*** Block opens ***

PR #205, opened 2021-05-06
[JENKINS-44860] `UsernameCredentials.isUsernameSecret`

jglick:
[JENKINS-44860](https://issues.jenkins.io/browse/JENKINS-44860)

https://github.com/jenkinsci/credentials-binding-plugin/pull/131#issuecomment-832854838

### DIFF
--- a/pom.xml
+++ b/pom.xml
@@ -65,7 +65,7 @@
   </scm>
 
   <properties>
-    <revision>2.3.19</revision>
+    <revision>2.4</revision>
     <changelist>-SNAPSHOT</changelist>
     <jenkins.version>2.222.4</jenkins.version>
     <java.level>8</java.level>
--- a/pom.xml
+++ b/pom.xml
@@ -70,7 +70,6 @@
     <jenkins.version>2.222.4</jenkins.version>
     <java.level>8</java.level>
     <antlr4.version>4.9.2</antlr4.version>
-    <jcasc.version>1.50</jcasc.version>
   </properties>
 
   <repositories>
@@ -112,7 +111,6 @@
     <dependency>
       <groupId>io.jenkins</groupId>
       <artifactId>configuration-as-code</artifactId>
-      <version>${jcasc.version}</version>
       <optional>true</optional>
     </dependency>
 
@@ -155,7 +153,6 @@
     <dependency>
       <groupId>io.jenkins.configuration-as-code</groupId>
       <artifactId>test-harness</artifactId>
-      <version>${jcasc.version}</version>
       <scope>test</scope>
     </dependency>
     <dependency>
--- a/src/main/java/com/cloudbees/plugins/credentials/CredentialsNameProvider.java
+++ b/src/main/java/com/cloudbees/plugins/credentials/CredentialsNameProvider.java
@@ -90,7 +90,11 @@ public abstract class CredentialsNameProvider<C extends Credentials> {
         if (nameWith != null) {
             try {
                 CredentialsNameProvider nameProvider = nameWith.value().newInstance();
-                return new Result(nameProvider.getName(credentials), nameWith.priority());
+                String name = nameProvider.getName(credentials);
+                if (!name.isEmpty()) {
+                    LOGGER.fine(() -> "named `" + name + "` from " + nameProvider);
+                    return new Result(name, nameWith.priority());
+                }
             } catch (ClassCastException | InstantiationException | IllegalAccessException e) {
                 // ignore
             }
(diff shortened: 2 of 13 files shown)


src/main/java/com/cloudbees/plugins/credentials/CredentialsNameProvider.java
```diff
@@ -90,7 +90,11 @@ Result name(@NonNull Credentials credentials, @NonNull Class<?> clazz) {
         if (nameWith != null) {
             try {
                 CredentialsNameProvider nameProvider = nameWith.value().newInstance();
-                return new Result(nameProvider.getName(credentials), nameWith.priority());
+                String name = nameProvider.getName(credentials);
+                if (!name.isEmpty()) {
```
jglick, line 94: Make it possible to just `return credentials.getDescription()` and if that happens to be the empty string, still behave reasonably (choose a different provider).

src/main/java/com/cloudbees/plugins/credentials/impl/UsernamePasswordCredentialsImpl.java
```diff
@@ -53,6 +55,9 @@
     @NonNull
     private final Secret password;
 
+    @Nullable
+    private Boolean usernameSecret = false;
```
jglick, line 59: Default false in the Java constructor which would be used only from tests or scripts.

src/main/java/com/cloudbees/plugins/credentials/impl/UsernamePasswordCredentialsImpl.java
```diff
@@ -72,6 +77,13 @@ public UsernamePasswordCredentialsImpl(@CheckForNull CredentialsScope scope,
         this.password = Secret.fromString(password);
     }
 
+    private Object readResolve() {
+        if (usernameSecret == null) {
+            usernameSecret = true;
```
jglick, line 82: Default true for deserialized credentials, either from settings predating the upgrade, or REST uploads as XML.

src/main/resources/com/cloudbees/plugins/credentials/impl/UsernamePasswordCredentialsImpl/credentials.jelly
```diff
@@ -28,6 +28,9 @@
   <f:entry title="${%Username}" field="username">
     <f:textbox/>
   </f:entry>
+  <f:entry field="usernameSecret">
+    <f:checkbox title="${%Treat username as secret}"/>
```
jglick, line 32: Default false for new credentials created from the GUI.

Wadeck (approved):
Manually tested:
- ✔️ Existing credentials are not changing behavior
- ✔️ New credentials let the checkbox uncheck (but this could be changed)

Of course, no masking until credentials-masking is merged as well.

Will merge this for next release

bitwiseman:
Why not default to `usernameSecret=true`  in all cases?

jglick:
@bitwiseman https://github.com/jenkinsci/credentials-plugin/pull/205#discussion_r627811232 for the GUI.

car-roll (approved):
I'm fine with making username not secret as default going forward since the behavior for legacy credentials is to keep them hidden.

bitwiseman:
> @bitwiseman https://github.com/jenkinsci/credentials-plugin/pull/205#discussion_r627811232 for the GUI.

I don't understand. Yes, I know it defaults to false in GUI. Why does it default to false? The GUI couldn't default to true/checked?

jglick:
> I know it defaults to false in GUI. Why does it default to false?

Sorry, did not get your question. We expect the username to be nonsecret in most cases, and until now it was displayed in credentials dropdowns to anyone with view configuration permissions. In fact the originally submitted PRs just _unconditionally_ began showing usernames in logs, merely by virtue of updating the `credentials-binding` plugin, which I was uncomfortable with. So here I am trying to walk a compromise path that poses no risk of unwanted surprise for an existing installation, while guiding new configurations to display the username.

pom.xml
```diff
@@ -65,7 +65,7 @@
   </scm>
 
   <properties>
-    <revision>2.4.2</revision>
+    <revision>2.5</revision>
```
jglick, line 68: Just proposing a version bump. Do we really need to keep the micro version? Can revert if desired.

bitwiseman:
> > I know it defaults to false in GUI. Why does it default to false?
> 
> Sorry, did not get your question. We expect the username to be nonsecret in most cases, and until now it was displayed in credentials dropdowns to anyone with view configuration permissions. In fact the originally submitted PRs just _unconditionally_ began showing usernames in logs, merely by virtue of updating the `credentials-binding` plugin, which I was uncomfortable with. So here I am trying to walk a compromise path that poses no risk of unwanted surprise for an existing installation, while guiding new configurations to display the username.

Understood. Sounds good, thanks for the explanation.

bitwiseman (approved):

jglick:
@bitwiseman @car-roll @Wadeck any updates on this & https://github.com/jenkinsci/credentials-binding-plugin/pull/132 & https://github.com/jenkinsci/ssh-credentials-plugin/pull/70?

bitwiseman (approved):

*** Block closes ***

▶ **Task instructions**
This calls for all of the entries above, repeated exactly.

▶ **Expected answer**
PR #205, opened 2021-05-06
[JENKINS-44860] `UsernameCredentials.isUsernameSecret`

jglick:
[JENKINS-44860](https://issues.jenkins.io/browse/JENKINS-44860)

https://github.com/jenkinsci/credentials-binding-plugin/pull/131#issuecomment-832854838

### DIFF
--- a/pom.xml
+++ b/pom.xml
@@ -65,7 +65,7 @@
   </scm>
 
   <properties>
-    <revision>2.3.19</revision>
+    <revision>2.4</revision>
     <changelist>-SNAPSHOT</changelist>
     <jenkins.version>2.222.4</jenkins.version>
     <java.level>8</java.level>
--- a/pom.xml
+++ b/pom.xml
@@ -70,7 +70,6 @@
     <jenkins.version>2.222.4</jenkins.version>
     <java.level>8</java.level>
     <antlr4.version>4.9.2</antlr4.version>
-    <jcasc.version>1.50</jcasc.version>
   </properties>
 
   <repositories>
@@ -112,7 +111,6 @@
     <dependency>
       <groupId>io.jenkins</groupId>
       <artifactId>configuration-as-code</artifactId>
-      <version>${jcasc.version}</version>
       <optional>true</optional>
     </dependency>
 
@@ -155,7 +153,6 @@
     <dependency>
       <groupId>io.jenkins.configuration-as-code</groupId>
       <artifactId>test-harness</artifactId>
-      <version>${jcasc.version}</version>
       <scope>test</scope>
     </dependency>
     <dependency>
--- a/src/main/java/com/cloudbees/plugins/credentials/CredentialsNameProvider.java
+++ b/src/main/java/com/cloudbees/plugins/credentials/CredentialsNameProvider.java
@@ -90,7 +90,11 @@ public abstract class CredentialsNameProvider<C extends Credentials> {
         if (nameWith != null) {
             try {
                 CredentialsNameProvider nameProvider = nameWith.value().newInstance();
-                return new Result(nameProvider.getName(credentials), nameWith.priority());
+                String name = nameProvider.getName(credentials);
+                if (!name.isEmpty()) {
+                    LOGGER.fine(() -> "named `" + name + "` from " + nameProvider);
+                    return new Result(name, nameWith.priority());
+                }
             } catch (ClassCastException | InstantiationException | IllegalAccessException e) {
                 // ignore
             }
(diff shortened: 2 of 13 files shown)


src/main/java/com/cloudbees/plugins/credentials/CredentialsNameProvider.java
```diff
@@ -90,7 +90,11 @@ Result name(@NonNull Credentials credentials, @NonNull Class<?> clazz) {
         if (nameWith != null) {
             try {
                 CredentialsNameProvider nameProvider = nameWith.value().newInstance();
-                return new Result(nameProvider.getName(credentials), nameWith.priority());
+                String name = nameProvider.getName(credentials);
+                if (!name.isEmpty()) {
```
jglick, line 94: Make it possible to just `return credentials.getDescription()` and if that happens to be the empty string, still behave reasonably (choose a different provider).

src/main/java/com/cloudbees/plugins/credentials/impl/UsernamePasswordCredentialsImpl.java
```diff
@@ -53,6 +55,9 @@
     @NonNull
     private final Secret password;
 
+    @Nullable
+    private Boolean usernameSecret = false;
```
jglick, line 59: Default false in the Java constructor which would be used only from tests or scripts.

src/main/java/com/cloudbees/plugins/credentials/impl/UsernamePasswordCredentialsImpl.java
```diff
@@ -72,6 +77,13 @@ public UsernamePasswordCredentialsImpl(@CheckForNull CredentialsScope scope,
         this.password = Secret.fromString(password);
     }
 
+    private Object readResolve() {
+        if (usernameSecret == null) {
+            usernameSecret = true;
```
jglick, line 82: Default true for deserialized credentials, either from settings predating the upgrade, or REST uploads as XML.

src/main/resources/com/cloudbees/plugins/credentials/impl/UsernamePasswordCredentialsImpl/credentials.jelly
```diff
@@ -28,6 +28,9 @@
   <f:entry title="${%Username}" field="username">
     <f:textbox/>
   </f:entry>
+  <f:entry field="usernameSecret">
+    <f:checkbox title="${%Treat username as secret}"/>
```
jglick, line 32: Default false for new credentials created from the GUI.

Wadeck (approved):
Manually tested:
- ✔️ Existing credentials are not changing behavior
- ✔️ New credentials let the checkbox uncheck (but this could be changed)

Of course, no masking until credentials-masking is merged as well.

Will merge this for next release

bitwiseman:
Why not default to `usernameSecret=true`  in all cases?

jglick:
@bitwiseman https://github.com/jenkinsci/credentials-plugin/pull/205#discussion_r627811232 for the GUI.

car-roll (approved):
I'm fine with making username not secret as default going forward since the behavior for legacy credentials is to keep them hidden.

bitwiseman:
> @bitwiseman https://github.com/jenkinsci/credentials-plugin/pull/205#discussion_r627811232 for the GUI.

I don't understand. Yes, I know it defaults to false in GUI. Why does it default to false? The GUI couldn't default to true/checked?

jglick:
> I know it defaults to false in GUI. Why does it default to false?

Sorry, did not get your question. We expect the username to be nonsecret in most cases, and until now it was displayed in credentials dropdowns to anyone with view configuration permissions. In fact the originally submitted PRs just _unconditionally_ began showing usernames in logs, merely by virtue of updating the `credentials-binding` plugin, which I was uncomfortable with. So here I am trying to walk a compromise path that poses no risk of unwanted surprise for an existing installation, while guiding new configurations to display the username.

pom.xml
```diff
@@ -65,7 +65,7 @@
   </scm>
 
   <properties>
-    <revision>2.4.2</revision>
+    <revision>2.5</revision>
```
jglick, line 68: Just proposing a version bump. Do we really need to keep the micro version? Can revert if desired.

bitwiseman:
> > I know it defaults to false in GUI. Why does it default to false?
> 
> Sorry, did not get your question. We expect the username to be nonsecret in most cases, and until now it was displayed in credentials dropdowns to anyone with view configuration permissions. In fact the originally submitted PRs just _unconditionally_ began showing usernames in logs, merely by virtue of updating the `credentials-binding` plugin, which I was uncomfortable with. So here I am trying to walk a compromise path that poses no risk of unwanted surprise for an existing installation, while guiding new configurations to display the username.

Understood. Sounds good, thanks for the explanation.

bitwiseman (approved):

jglick:
@bitwiseman @car-roll @Wadeck any updates on this & https://github.com/jenkinsci/credentials-binding-plugin/pull/132 & https://github.com/jenkinsci/ssh-credentials-plugin/pull/70?

bitwiseman (approved):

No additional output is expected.